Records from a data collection
......
PR #386, opened 2019-02-22
Feature/add xor erc20

Alexey-N-Chernyshov:
### Description of the Change
Add Sora token with initial supply.
Please, pay attention that tokens in token list is now stored with domain (xor#sora) since we need sora domain for minting restrictions. Previously we assumed all tokens to have ethereum domain (omg#ethereum).


notary-eth-integration-test/src/integration-test/kotlin/integration/eth/ERC20TokenRegistrationTest.kt
```diff
@@ -57,14 +61,23 @@ class ERC20TokenRegistrationTest {
             executeTokenRegistration(tokenRegistrationConfig)
             ethTokensProvider.getTokens()
                 .map { tokensFromProvider ->
-                    val expected = tokensFromProvider
-                        .map { (ethAddress, name) ->
-                            Pair(ethAddress, EthTokenInfo(name, ethTokensProvider.getTokenPrecision(name).get()))
+                    val actual = tokensFromProvider
+                        .map { (ethAddress, tokenId) ->
+                            println(tokenId)
```
dolgopolovwork: I think it must be properly logger using KLogging

notary-eth-integration-test/src/integration-test/kotlin/integration/eth/ERC20TokenRegistrationTest.kt
```diff
@@ -57,14 +61,21 @@ class ERC20TokenRegistrationTest {
             executeTokenRegistration(tokenRegistrationConfig)
             ethTokensProvider.getTokens()
                 .map { tokensFromProvider ->
-                    val expected = tokensFromProvider
-                        .map { (ethAddress, name) ->
-                            Pair(ethAddress, EthTokenInfo(name, ethTokensProvider.getTokenPrecision(name).get()))
+                    val actual = tokensFromProvider
+                        .map { (ethAddress, tokenId) ->
+                            val name = tokenId.split("#").first()
```
Mingela: redundant splitting, we can declare a variable before it, btw can we do smth like `(first, last) = split` in Kotlin?

Alexey-N-Chernyshov: Split returns list and list cannot be used in destructuring declarations.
......
REQUIREMENT - Repeat each entry above exactly as shown.

ANSWER SECTION -
PR #386, opened 2019-02-22
Feature/add xor erc20

Alexey-N-Chernyshov:
### Description of the Change
Add Sora token with initial supply.
Please, pay attention that tokens in token list is now stored with domain (xor#sora) since we need sora domain for minting restrictions. Previously we assumed all tokens to have ethereum domain (omg#ethereum).


notary-eth-integration-test/src/integration-test/kotlin/integration/eth/ERC20TokenRegistrationTest.kt
```diff
@@ -57,14 +61,23 @@ class ERC20TokenRegistrationTest {
             executeTokenRegistration(tokenRegistrationConfig)
             ethTokensProvider.getTokens()
                 .map { tokensFromProvider ->
-                    val expected = tokensFromProvider
-                        .map { (ethAddress, name) ->
-                            Pair(ethAddress, EthTokenInfo(name, ethTokensProvider.getTokenPrecision(name).get()))
+                    val actual = tokensFromProvider
+                        .map { (ethAddress, tokenId) ->
+                            println(tokenId)
```
dolgopolovwork: I think it must be properly logger using KLogging

notary-eth-integration-test/src/integration-test/kotlin/integration/eth/ERC20TokenRegistrationTest.kt
```diff
@@ -57,14 +61,21 @@ class ERC20TokenRegistrationTest {
             executeTokenRegistration(tokenRegistrationConfig)
             ethTokensProvider.getTokens()
                 .map { tokensFromProvider ->
-                    val expected = tokensFromProvider
-                        .map { (ethAddress, name) ->
-                            Pair(ethAddress, EthTokenInfo(name, ethTokensProvider.getTokenPrecision(name).get()))
+                    val actual = tokensFromProvider
+                        .map { (ethAddress, tokenId) ->
+                            val name = tokenId.split("#").first()
```
Mingela: redundant splitting, we can declare a variable before it, btw can we do smth like `(first, last) = split` in Kotlin?

Alexey-N-Chernyshov: Split returns list and list cannot be used in destructuring declarations.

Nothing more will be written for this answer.